PR #3495, opened 2017-06-05
Add docker-ee release notes

cpuguy83:
### Proposed changes

Adds a section to the `Enterprise Edition` product manual for release notes.

### DIFF
--- a/_data/toc.yaml
+++ b/_data/toc.yaml
@@ -1229,6 +1229,8 @@ manuals:
   - path: /engine/installation/
     title: Install Docker EE
     nosync: true
+  - path: /enterprise/release-notes/
+    title: Release Notes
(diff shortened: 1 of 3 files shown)


joaofnfernandes:
This looks good. @cpuguy83 in terms of release process the person building/shipping the binaries should also ensure these release notes are updated.
Until now we have been doing this ad-hoc but we need to formalize this process a bit more. Do you have any release checklist on your side where we can add a list item for this?

cpuguy83:
@joaofnfernandes Not as ad-hoc as it may seem, but agree that having a checkbox for release notes would be good.

docker-ee releases have been missing because there haven't been a place for them.

joaofnfernandes:
The builds are taking so long that we're now reaching Netlify's timeouts

PR #3496, opened 2017-06-05
Explain precedence of environment variables

franz-josef-kaiser:
### Proposed changes

* Fix the statement _"`env_file` overrides `environment`"_, which is not true. 
* Give an example using a _NodeJS_ image as the environment has some specifics there like adding it from a `.json` file.
* Explain how this compares to `ARG` and `ENV` in a `Dockerfile`.

### DIFF
--- a/compose/environment-variables.md
+++ b/compose/environment-variables.md
@@ -67,7 +67,7 @@ You can set default values for any environment variables referenced in the Compo
     TAG=v1.5
 
     $ cat docker-compose.yml
-    version: '2.0'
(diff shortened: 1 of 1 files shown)


franz-josef-kaiser:
Can someone explain what is causing a problem for _Netlify_? I am just getting a 404.

joaofnfernandes:
Netlify is sad, but it's nothing to do with the PR. It's that the build is taking too long.
Let's see how it does this time around.

PR #3506, opened 2017-06-06
Remove unsupported link_local_ips param from v3 doc

shin-:
### Proposed changes

This option is not available in the v3 format

### Related issues (optional)

https://github.com/docker/compose/issues/4897


shin-:
cc @dnephin

johndmulhausen:
Hammer of Thor dropped

PR #3522, opened 2017-06-07
Grammar fix

JustinCappos:


johndmulhausen:
This is actually on purpose; we are an anti-gerund crowd around here when it comes to headings. :)

PR #3527, opened 2017-06-08
state default is not permitted driver for network

samuelcolvin:
### Proposed changes

Explicitly state that `default` is not a valid driver for compose networks.

### Related issues 

https://github.com/docker/compose/issues/4905

### DIFF
--- a/compose/compose-file/compose-file-v2.md
+++ b/compose/compose-file/compose-file-v2.md
@@ -1083,6 +1083,9 @@ The default driver depends on how the Docker Engine you're using is configured,
 but in most instances it will be `bridge` on a single host and `overlay` on a
 Swarm.
 
+**Note:** although `driver` can be left blank to use the default, explicitly
+settings `driver: default` is invalid.
+
 The Docker Engine will return an error if the driver is not available.
 
     driver: overlay


joaofnfernandes:
@samuelcolvin thanks for the contribution, but I don't think we should merge this since it's negative documentation, in the sense that the docs should tell what is supported, and not the infinite number of things that are not supported.

So in this case, it's implied that if you don't specify a `driver`, the driver used is going to be the default one. Granted that there's a few samples in the same page showing
```
ipam:
  driver: default
```
So maybe we should update those samples and remove the `driver:default`.

ping @shin- for visibility about this inconsistency in the product.

samuelcolvin:
1. I asked by one of the maintainers of docker-compose to make the change https://github.com/docker/compose/issues/4905#issuecomment-306941066
2. The `ipam: driver: default` is a different case: `driver` is a variable in the `ipam` dict not in the root of the network definition. At least that's my understanding, the whole section is fairly confused.

joaofnfernandes:
Thanks for the fast reply. In docker/compose#4905 you said

>The docs here appear to give an example of using default, at the very least they don't make it clear that it's not allowed.

But I could not find any mention of this. As far as I can tell the docs say

> The default driver depends on how the Docker Engine you’re using is configured, but in most instances it will be bridge on a single host and overlay on a Swarm.

This implies that you should use `driver: bridge` or `driver:overlay`. Everything else is not allowed. 
Of course there's a usability issue with the error message that you got, and it seems we're already tracking that at moby/moby#29375

Sorry for making you bounce around multiple repos and spend time creating a PR to them close it. But I hope you understand.

shin-:
@samuelcolvin @joaofnfernandes My bad, I skimmed through the docs and thought we had `driver: default` in some network definition examples. I realize now that these were IPAM definitions.

samuelcolvin:
no problem, I got confused by it too.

__EXERCISE OBJECTIVE__.
Transcribe verbatim. Cover the lines from the first line of the entries above to the line containing "would be good.", inclusive.

__EXERCISE OUTPUT__.
PR #3495, opened 2017-06-05
Add docker-ee release notes

cpuguy83:
### Proposed changes

Adds a section to the `Enterprise Edition` product manual for release notes.

### DIFF
--- a/_data/toc.yaml
+++ b/_data/toc.yaml
@@ -1229,6 +1229,8 @@ manuals:
   - path: /engine/installation/
     title: Install Docker EE
     nosync: true
+  - path: /enterprise/release-notes/
+    title: Release Notes
(diff shortened: 1 of 3 files shown)


joaofnfernandes:
This looks good. @cpuguy83 in terms of release process the person building/shipping the binaries should also ensure these release notes are updated.
Until now we have been doing this ad-hoc but we need to formalize this process a bit more. Do you have any release checklist on your side where we can add a list item for this?

cpuguy83:
@joaofnfernandes Not as ad-hoc as it may seem, but agree that having a checkbox for release notes would be good.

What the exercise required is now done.